5 Simple & Easy Glute Stretches To Improve Flexibility!

Glute Stretches: The Anatomy Of The Glute

Before we dive into the glute stretches, you should know that the gluteal muscles are comprised into two different groups – Superficial and deep.

    The Superficial layer consists of:
    • Gluteus Maximus
    • Gluteus Medius
    • Gluteus Minimus
    • Tensor of the Fascia Lata
    Deep layer:
    • Piriformis
    • Obturator Internus
    • Superior and Inferior Gemelli
    • Quadratus Femoris

Benefits Of Glute Stretches

Maintaining your flexibility/mobility is very important to keep your body mechanics normal.

When muscles get too tight, it can cause other problems that can lead to injuries.

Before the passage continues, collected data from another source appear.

PR #13262, opened 2024-01-08
fix(manifest): Provide unused key warnings for lints table 

### LINKED ISSUE #12917: Warn on unknown keys in lint table entries
### Problem

In https://github.com/rust-lang/rust-clippy/issues/11751 a user had

```toml
[lints.clippy]
doc_markdown = { level = "deny", doc_valid_idents = ["GHz", ".."] }
```

Expecting the `doc_valid_idents` to set the clippy configuration of the same name, however it is silently ignored by cargo

### Steps

_No response_

### Possible Solution(s)

_No response_

### Notes

_No response_

### Version

_No response_

epage:

The use of `flatten` was getting in the way of `serde_ignored`.
A common workaround is to add our own `unused` tracking but that would
cause duplicates with `workspace.lints` (or we'd just ignore it).

Since the manual deserializer was relatively simple, I went that route.

Fixes #12917

Per commit

A test was added for the issue.  I then was worried about regressions in `workspace = false` errors (and I was right) so I added a test for that.  To get `workspace = false` to work nicely, I made it share code with other `workspace: bool` fields.

### Additional information

### DIFF
--- a/crates/cargo-util-schemas/src/manifest.rs
+++ b/crates/cargo-util-schemas/src/manifest.rs
@@ -410,11 +410,7 @@ impl<'de> de::Deserialize<'de> for InheritableBtreeMap {
         if let Ok(w) = TomlInheritedField::deserialize(
             serde_value::ValueDeserializer::<D::Error>::new(value.clone()),
         ) {
-            return if w.workspace {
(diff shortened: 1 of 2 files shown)


ehuss:
Nice!

@bors r+

Issue #13258, opened 2024-01-07
Running 'cargo new' with 'workspace.package.name' set creates an invalid manifest


TheNeikos:
### Problem

I have a workspace that has `workspace.package.name` set. I am aware that it is not a supported key.

When creating a new crate with `cargo new` it will set `package.name.workspace = true`. This is not supported, and will fail.

### Steps

1. Workspace with `workspace.package.name` set to a string
2. `cargo new`
3. Observe it fail to build

### Possible Solution(s)

Special case 'name' to not be inherited, even if it is set in the workspace?

### Version

```text
cargo 1.75.0 (1d8b05cdd 2023-11-20)
release: 1.75.0
commit-hash: 1d8b05cdd1287c64467306cf3ca2c8ac60c11eb0
commit-date: 2023-11-20
host: x86_64-unknown-linux-gnu
libgit2: 1.7.1 (sys:0.18.1 vendored)
libcurl: 8.4.0-DEV (sys:0.4.68+curl-8.4.0 vendored ssl:OpenSSL/1.1.1u)
ssl: OpenSSL 1.1.1u  30 May 2023
os: NixOS 24.5.0 [64-bit]
```

TheNeikos:
Oh I forgot to mention, but this may be a separate issue, but the error is cryptic to what the problem actually is:

```
error: failed to load manifest for workspace member `/home/neikos/projects/test/crates/builder`

Caused by:
  failed to parse manifest at `/home/neikos/projects/test/crates/builder/Cargo.toml`

Caused by:
  TOML parse error at line 1, column 1
    |
  1 | [package]
    | ^^^^^^^^^
  invalid type: map, expected a string
  ```

Muscraft:
The reason this is happening is that `cargo new`  [copies `[workspace.package]` if it exists](https://github.com/rust-lang/cargo/blob/13e97927cc98dd7c325fd5fb21bf527fee2bce3d/src/cargo/ops/cargo_new.rs#L819-L822) and then [tries to add each key to `[package]`](https://github.com/rust-lang/cargo/blob/13e97927cc98dd7c325fd5fb21bf527fee2bce3d/src/cargo/ops/cargo_new.rs#L936-L946). In this case, `workspace.package.name` is being copied as it is set within `workspace.package`. Fixing this would require `cargo` to copy only certain keys, but keeping that list in sync with what can be inherited could be tough.

[...]

PR #13263, opened 2024-01-08
test(manifest): Verify we warn on unused workspace.package fields

epage:
I assumed from #13258 that we didn't warn but apparently we do.  Figured it'd still be good to keep the test around.


ehuss:
Thanks!

@bors r+

PR #13264, opened 2024-01-08
crates-io: Set `Content-Type: application/json` only for requests with a body payload

Turbo87:

The `Content-Type` **request** header is only supposed to be used if the request comes with a body payload. `cargo` is currently sending it unconditionally, even for `GET` requests that typically don't have a payload attached to them.

This PR changes the implementation to only attach the header if the request has a body payload.

### DIFF
--- a/Cargo.lock
+++ b/Cargo.lock
@@ -613,7 +613,7 @@ dependencies = [
 
 [[package]]
 name = "crates-io"
-version = "0.39.2"
+version = "0.40.0"
 dependencies = [
  "curl",
  "percent-encoding",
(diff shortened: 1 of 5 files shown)


weihanglo (approved):
Could you bump a patch version for `crates-io` package?

I am okay with this change and would be surprised if it breaks other registries, though seems like the RFC doesn't say anything about whether an empty body can have a `Content-Type` header.

Turbo87:
> Could you bump a patch version for `crates-io` package?

since it could be seen as a breaking change I opted for a minor version bump. let me know if that's okay with you or if you want me to change it :)

weihanglo (approved):

PR #13267, opened 2024-01-08
refactor(toml): Make it more obvious to update package-dependent fields

epage:
Inspired by my having forgotten to add `[lints]` to the if sequence. Previously, we added a comment to suggest this but the further the code is, the harder it is to track.

I considered a custom `Deserialize` impl, possibly through a new type, that would error.
This would be the more "pure" solution.
Unfortunately, this would also have worse errors because the errors would be reported to the `Deserializer` at the document-level, rather than directly on the individual fields.
Well, we don't do on individual fields now but it is something we will soon be exploring.


weihanglo (approved):

weihanglo:
Thanks!

@bors r+

PR #853, opened 2019-11-25
Final casing update

DrewWarrenTIY:
Adds a command in the build script that will remove dist before building, which should prevent any old instances of `Index.js` from persisting.


cerinman:
:shipit:

PR #854, opened 2019-11-26
Input error labels

DrewWarrenTIY:
When there is an invalid input in the DisplayInput component, the aria-label of the input will now announce the error message, if provided, to indicate to the user when they focus the input that they need to make corrections.


cerinman:
:shipit:

PR #855, opened 2019-12-04
Fix: Improved RadioButton component accessibility

TayteStokes:
Replaced the wrapping component div to a native button element as well as adjusted some styling for the button element.


cerinman:
Tayte, we may need to add a role of radio as well. Can you do some research and verify that role of radio is needed. I'll slack you an internal MR where we did role of check box on buttons for a similar reason.

cerinman:
:shipit:

cerinman:
:shipit:

PR #860, opened 2020-01-14
Jameson/Updated react and react-dom versions

Jameson13B:
This MR updates react and react-dom versions to latest


DrewWarrenTIY:
:shipit:

PR #863, opened 2020-01-28
Jameson/add style prop to loader

Jameson13B:
This MR add the `style` prop to the Loader component to override styles.

### DIFF
--- a/src/components/Loader.js
+++ b/src/components/Loader.js
@@ -1,5 +1,6 @@
 const PropTypes = require('prop-types');
 const React = require('react');
+const _merge = require('lodash/merge')
 
 import { withTheme } from './Theme';
 const Spin = require('./Spin');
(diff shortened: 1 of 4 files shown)


src/components/Loader.js
```diff
@@ -53,7 +55,7 @@ class Loader extends React.Component {
   styles = (theme) => {
     const color = this.props.color || theme.Colors.PRIMARY;
 
-    return {
+    return _merge({}, {
```
phantomxc: You can wrap this in an if checking for the prop so we aren't merging nothing if we aren't passing in any styles.

Jameson13B: @phantomxc Great idea. I have that updated and found a typo. Should be good to go. Thanks!

src/components/Loader.js
```diff
@@ -53,47 +55,90 @@ class Loader extends React.Component {
...
+          borderTop: '3px solid ' + color,
+          borderRight: '3px solid transparent',
+          borderBottom: '3px solid transparent',
+          borderLeft: '3px solid transparent'
+        },
+        text: {
+          marginTop: '10px',
+          fontSize: '10px'
+        }
+      }, this.props.styles)
```
phantomxc: Lets move the styles to a const so it's not duplicated in your ternary.

phantomxc:
:shipit:

PR #864, opened 2020-02-03
Adds iconSize to the button component

phantomxc:
Adds the ability to control the icon size in the button component with the prop `iconSize`.


cerinman:
:shipit:

PR #865, opened 2020-02-04
Added learn-more page components for Finstrong

jacob-pettingill:
I just used the names from figma for the naming of the icons.


DrewWarrenTIY:
Do the SVG names need to be added to `src/constants/App.js`? Other SVG names are in there. I'm not sure if that's for the docs or the Icon component.

jacob-pettingill:
> Do the SVG names need to be added to `src/constants/App.js`? Other SVG names are in there. I'm not sure if that's for the docs or the Icon component.

Good call. Added the values. Checked for other places that need it too. Looks good.

DrewWarrenTIY:
:shipit:

PR #867, opened 2020-03-04
Removed active styles and focus styles that clashed

Jameson13B:
On the `Select` component we had some active and focus styles that clashed. I have removed some styles that cause this and have tested to make sure it still functions as should.

### DIFF
--- a/src/components/Select.js
+++ b/src/components/Select.js
@@ -177,8 +177,7 @@ class Select extends React.Component {
                     onClick={haltEvent(this._handleOptionClick.bind(null, option))}
                     style={Object.assign({},
                       styles.option,
-                      this.props.optionStyle,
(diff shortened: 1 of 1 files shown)


src/components/Select.js
```diff
@@ -177,8 +177,7 @@ class Select extends React.Component {
                     onClick={haltEvent(this._handleOptionClick.bind(null, option))}
                     style={Object.assign({},
                       styles.option,
-                      this.props.optionStyle,
-                      _isEqual(option, this.state.selected) ? styles.activeOption : null
```
TayteStokes: Is `_isEqual` being used anywhere else or could we remove this import?

Jameson13B: @TayteStokes it is used in a couple other spots on this file.

TayteStokes:
Looks good! :shipit:

PR #868, opened 2020-03-11
Spin & Loader | Updating the default direction of spin

garrowp:
#### Description

The direction of our `Spin` and `Loader` components have gone from counterclockwise to clockwise. In Serenity, there are many instances where they are going opposite directions.

#### Solution

Rather than changing each individual instances of the `Spin` and `Loader` components, I've changed them both to default to spin in a clockwise direction. I've also added `direction` to the `Loader` API, accepting either 'clockwise' or 'counterclockwise' as valid inputs. This gets passed on to the `Spin` component inside of Loader.

Docs have been updated to note that the default direction is now clockwise, details about the new `direction` prop of the `Loader` API, and a demo showing the `Loader` spinning counterclockwise.

Also ran `npm audit fix` to update vulnerable dependencies because there were so many that the pipeline was failing.

Note: A bunch of the changes to this file were prettier changes

### DIFF
--- a/docs/components/LoaderDocs.js
+++ b/docs/components/LoaderDocs.js
@@ -1,11 +1,11 @@
 // eslint-disable react/jsx-indent rule added for proper <Markdown /> formatting
 /* eslint-disable react/jsx-indent */
-const React = require('react');
-const { Link } = require('react-router');
+const React = require('react')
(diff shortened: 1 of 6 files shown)


phantomxc:
:shipit:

Glute Stretching Exercises

Long Sitting

  • Sit with your back straight and cross one leg over the other.
  • Hold your knee with the opposite arm and pull your knee across your chest towards the opposite shoulder until you feel a stretch on the outside leg and/or buttock.
  • Hold the stretch for 20-30 seconds.

Figure 4 (Sitting)

  • Sit on a chair.
  • Place one foot over the opposite knee in a figure 4 position.
  • Push on your knee to open the leg and straighten your back while you move your upper body forward until you feel a comfortable stretch in your buttock.
  • Hold the stretch for 20-30 seconds.

Supine Figure 4

  • Lie on your back with your knees bent, place one foot (affected side) over the opposite knee.
  • Grab behind the leg that is on the ground with your hands and pull it toward you until you feel a gentle stretch.
  • Maintain the position and relax.
  • Hold the stretch for 20-30 seconds.
    • NOTE:
    • Push on your knee to increase the stretch.
    • Hook a towel or rope around your leg if you have trouble reaching the back of your leg.

Supine Glute Stretch

  • Lie on your back and lift the affected leg to your chest and grab your knee with the opposite hand.
  • Gently pull your leg across your chest to the opposite shoulder while rotating your leg inward until a stretch is felt deep in the buttocks.
  • Maintain the position and relax.
  • Hold the stretch for 20-30 seconds.

IT Band Stretch

  • Stand and cross one leg in front of the other.
  • Bend forward as far as possible without bending your knees.
  • Slightly turn your body towards the side of the front leg until you feel a stretch on the exterior side of the back leg.
  • Hold the stretch for 20-30 seconds and slowly return to the initial position.